Elevate runs data connectors on servers in the US and EU regions, and can configure per Customer. If configured in the US or EU, Customer Data will not leave the selected region during integration processing. Customer Data is cached on servers while processing and is expunged within 24 hours after completion. Customer Data is then stored within the dedicated GCP project based on customer requirements (US or EU). Front-end application (Looker) is hosted in the US and is Privacy Shield certified, meaning that the Platform complies with the EU-U.S., Swiss-U.S. Privacy Shield Frameworks as set forth by the U.S. Department of Commerce regarding the collection, use, and retention of Personal Information transferred from the European Union, United Kingdom and Switzerland, as applicable, to the United States. Cached data in Front-end Application will be expunged within 30 days.
Data Retention Policy
Customers can request data content inquiries and data deletion at any time. Elevate stores non-personal operational information for the length of contractual agreement with Customer. At the end of any agreement with Customer and Elevate, ownership of the GCP project containing stored data will be transferred from Elevate to Customer.
The Platform uses a read-only connection or SFTP server to access Customer Data needed to answer questions and only displays the relevant result set based on question/query to the end-user. Row and Column level security available based on user attributes.
Additional Use and Retention
Elevate has legitimate interest to further process your Personal Information collected by the Platform as follows:
- To administer your Platform user accounts.
- To enable your access and use of the Platform, and to enable you to communicate, collaborate, and share information with those you designate.
- To provide product enablement, customer service, and support.
- To monitor your user experience on the Platform.
Customer Personal Information Policy
The Platform will only store Customer Data necessary to deliver operational and analytical insights as defined during product implementation & discovery. No personal information (Name, Address, Email, IP, etc) will be ingested & stored in the Platform unless otherwise stated and amended through a contract addendum.
How does Elevate Respond to Information Requests?
Elevate will respond to requests to access, change, or delete information within 30 days.
How does GDPR apply to Elevate?
Elevate has a strong commitment to privacy, security, compliance, and transparency. This includes supporting our Customers’ compliance with EU data protection requirements and GDPR.

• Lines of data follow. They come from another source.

PR #933, opened 2024-09-29
Fix various UI bugs

edlerd:
## Done

-  fix(image) avoid duplicate loading indicator
- fix(profile) show edit icon next to root storage pool on profile edit configuration
- fix(instance) reset nat for proxy device configuration, in case bind is set to instance
- fix(instance) avoid displaying root storage size as overridden, without an override present
- fix(operations) ensure operations cache is cleared to show correct amount of running operations in footer
- fix(storage) remove redundant disabled field on storage pool selector, that overrides the already used, nested disabled flag
- fix(instance) avoid crash on filtering only cached images with no cached images

## QA

1. Run the LXD-UI:
    - upload image and ensure 1 loading indicator
    - ensure edit icon next to root storage in configuration edit for profile, but not for instances
    - add a proxy device to instance configuration, set nat to enabled or disabled and set bind to instance, ensure the nat value is unset
    - check instance config that has no root storage override, ensure the size is not shown as overridden in configuration > disk
    - ensure the number of running operations in the footer is updating correctly for any action that triggers an operation -- also on operation finish the number of running operations should decrease
    - ensure storage pool is disabled on opening the upload custom iso flow
    - ensure storage pool is disabled on opening the upload instance flow with internal or external format
    - ensure checking the "only show cached images" filter is not crashing the interface, when no cached images are present

### DIFF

For EU citizens per GDPR, Elevate will:
- Respond to requests from data subjects to correct, amend or delete personal data.
- Report personal data breaches to relevant supervisory authorities and data subjects in accordance with GDPR timeframes.
How does the California Consumer Privacy Act of 2018 (CCPA) apply to Elevate?
Elevate supports data privacy for California residents and will abide by the following rights and procedures in accordance with CCPA:
- Right to know about Personal Information Collected, Disclosed, or Sold.
- RIght to Request Deletion of Personal Information.
- Right to Opt out of Sale of Personal Information.
Elevate does not consume Personal Information of Customer’s Customers, however, will treat all Customer Data with the same level of security and privacy.
Do Not Track Signals
Elevate does not track visitors to the Site across third-party websites and therefore do not respond to Do Not track signals in these circumstances.